_Work order_: Using the data below, copy each line that includes the word "attempt".

- Opening Delimiter -

PR #2449, opened 2024-11-04
Add NL HassRespond Translations

TheFes:
Linked to PR https://github.com/home-assistant/intents/pull/2448

Dutch translations for HassRespond

## Summary by CodeRabbit

- **New Features**
	- Introduced a new intent, `HassRespond`, for the Home Assistant, allowing it to provide responses without taking action.
	- Enhanced the `HassGetState` intent by adding a new slot for specifying the state to match.
	- Added predefined responses for the `HassRespond` intent in both English and Dutch, covering greetings, data handling, and community acknowledgment.

- **Tests**
	- Implemented test cases for the `HassRespond` intent to ensure accurate responses in both English and Dutch.

PR #2457, opened 2024-11-05
[NL] New attempt for HassRespond translations

TheFes:
GitHub did some strange stuff with the first attempt (#2449) so here's another go.

Provides Dutch translations for #2448


frenck (approved):
Thanks, @TheFes 👍 

../Frenck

- Closing Delimiter -

_Finished task_:
[NL] New attempt for HassRespond translations
GitHub did some strange stuff with the first attempt (#2449) so here's another go.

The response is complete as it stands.